Chapter 2: Environmental History: An Overview
2-1 Cultural Changes and the Environment
Main Changes-
Agricultural
Revolution Industrial Revolution
Information and Globalization Revolution
Damage-
More energy and power to change and alter plant to meet our basic needs
Allowed expansion of human population (at expense of other populations), mostly because of increased food supplies and longer life spans.
Increased environmental impact because of resource use, pollution, and environmental degradation.
Hunter-gatherers had little impact on environment because
Small populations
Low technology
Low basic needs (little demand on environment to provide)
Agricultural Recolution-10,000- 12,000 years ago
Early ways of agriculture
Slash-and-burn cultivation- Cutting down trees and other vegetation in a patch of forest, leaving the cut vegetation on the ground to dry, and then burning it. The ashes that are left add nutrients to the nutrient-poor soils found in most tropical forest areas. Plots must be abandoned after a few years (typically 2-5 years)
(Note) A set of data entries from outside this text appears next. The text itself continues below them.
PR #98, opened 2022-09-28
bcronin/query string

bcronin:
# What is this change?

Does the brunt of the update of the Lightstep Terraform Provider to support UQL.

> **Note: this PR is intended to be merged into the `v1.70-dev` branch until v1.70 is ready to be published.**

-   Bumps the version from 1.62.0 to 1.70.0 as this adds functionality _without_ deprecating prior query formats (we can do that in a v2.0 release)
-   Adds a new Terraform resource `lightstep_dashboard` which is similar to `lightstep_metric_dashboard` but _only_ accepts `query_string` as the query definition. This is intended to help future migration to a v2.0 where `lightstep_metric_dashboard` can be deprecated and replaced by the unified `lightstep_dashboard` resource
-   Deprecates the `tql` field on `lightstep_metric_dashboard`. The field is replaced with a `query_string` field
-   Updates the docs and tests with basic examples

Internal changes:

-   Renames some internal classes and functions from `Metric` to `Unified` in the cases where the code does not apply only to metrics
-   Addresses some distracting lint warnings about Go error capitalization


DEVELOPMENT.md
```diff
@@ -5,35 +5,35 @@
 If you're contributing changes or code to the provider, the integration tests create, update, and destroy real resources in a Lightstep-managed integration environment.
 
 To run the tests, first get an API key with a Member role for the public environment and run:
+
```
bcronin, line 8: Note the changes to DEVELOPMENT.md are cosmetic, Markdown-linting changes only.

Makefile
```diff
@@ -33,8 +33,16 @@ lint:
 
 .PHONY: acc-test
 acc-test:
+ifndef LIGHTSTEP_API_KEY_PUBLIC
+	$(error LIGHTSTEP_API_KEY_PUBLIC must be defined for acc-test)
+endif
```
bcronin, line 38: Added this as it is a little confusing that `LIGHTSTEP_API_KEY_PUBLIC` needs to be set, but the internal error says `LIGHTSTEP_API_KEY` needs to be set (since, per the next line, the environment variable is remapped before execution).

README.md
```diff
@@ -36,19 +37,21 @@ module "aws-dashboards" {
...
 ```
    # Avoids 500 errors when creating many resources.
-   terraform apply -parallelism=1 
+   terraform apply -parallelism=1
 ```
+
 ## Development
 
-See `DEVELOPMENT.md`.
+See [`DEVELOPMENT.md`](DEVELOPMENT.md).
```
bcronin, line 54: Added the link here. All other changes to this file are cosmetic, Markdown-linting changes.

client/metric_dashboards.go
```diff
@@ -7,18 +7,18 @@ import (
 	"net/http"
 )
 
-type MetricDashboard struct {
-	Type       string                    `json:"type"`
-	ID         string                    `json:"id"`
-	Attributes MetricDashboardAttributes `json:"attributes,omitempty"`
+type UnifiedDashboard struct {
```
bcronin, line 10: This file has only renaming changes to avoid the confusing scenario where we would otherwise be calling a function or using a struct with "metric" in the name even though it applies to any dashboard.

lightstep/resource_dashboard.go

Shifting cultivation- Clearing a plot of ground in a forest, especially in tropical areas, and planting crops on it for a few years (typically 2-5 years) until the soil is depleted of nutrients or the plot has been invaded by a dense growth of vegetation from the surrounding forest.
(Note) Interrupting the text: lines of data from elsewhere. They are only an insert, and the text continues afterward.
PR #99, opened 2022-09-29
Revert query_string addition to lightstep_metric_dashboard

bcronin:
Why are you making this change?
---------

Reverts the updates to include an optional “query_string” field in the lightstep_metric_dashboard schema. The schema change was causing a number of “false positive” updates in `lightstep_metric_dashboard` resources. Reverting the change until the cause of that is better understood.

Also fixes a conversion cast that should have been checking for nil.


.go-version
```diff
@@ -1 +1 @@
-1.70.0
\ No newline at end of file
+1.70.2
```
MisterSquishy, line 1: `1.70.1`?

lightstep/resource_metric_condition.go
```diff
@@ -555,9 +549,9 @@ func buildQueries(queriesIn []interface{}) ([]client.MetricQueryWithAttributes,
 	for _, query := range queries {
 
 		// When checking if this chart uses a query string, check deprecated TQL field as well
-		queryString := query["query_string"].(string)
-		if queryString == "" {
-			queryString = query["tql"].(string)
+		queryString, ok := query["query_string"].(string)
```
bcronin, line 552: This is still needed as the unified dashboard code calls this as well

MisterSquishy (approved):

.go-version
bcronin: I figured patch-level version numbers are free and this doesn't really make a difference :)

Takes 10- 30 years to return to normal.
Industrial Revolution- mid-1700s spread to the US in the 1800s
Shift from renewable wood resource and flowing water to dependence on machines running on nonrenewable fossil fuels (first coal, later oil and nature gas)
Reduced need for farmers
Information and Globalization Revolution- now
New technologies have increased the rapid exchange of information on a global scale.
Many positive sides to Information and Globalization Revolution
Helps us understand the Earth better.
Allows us to respond to the environmental problems more effectively and rapidly.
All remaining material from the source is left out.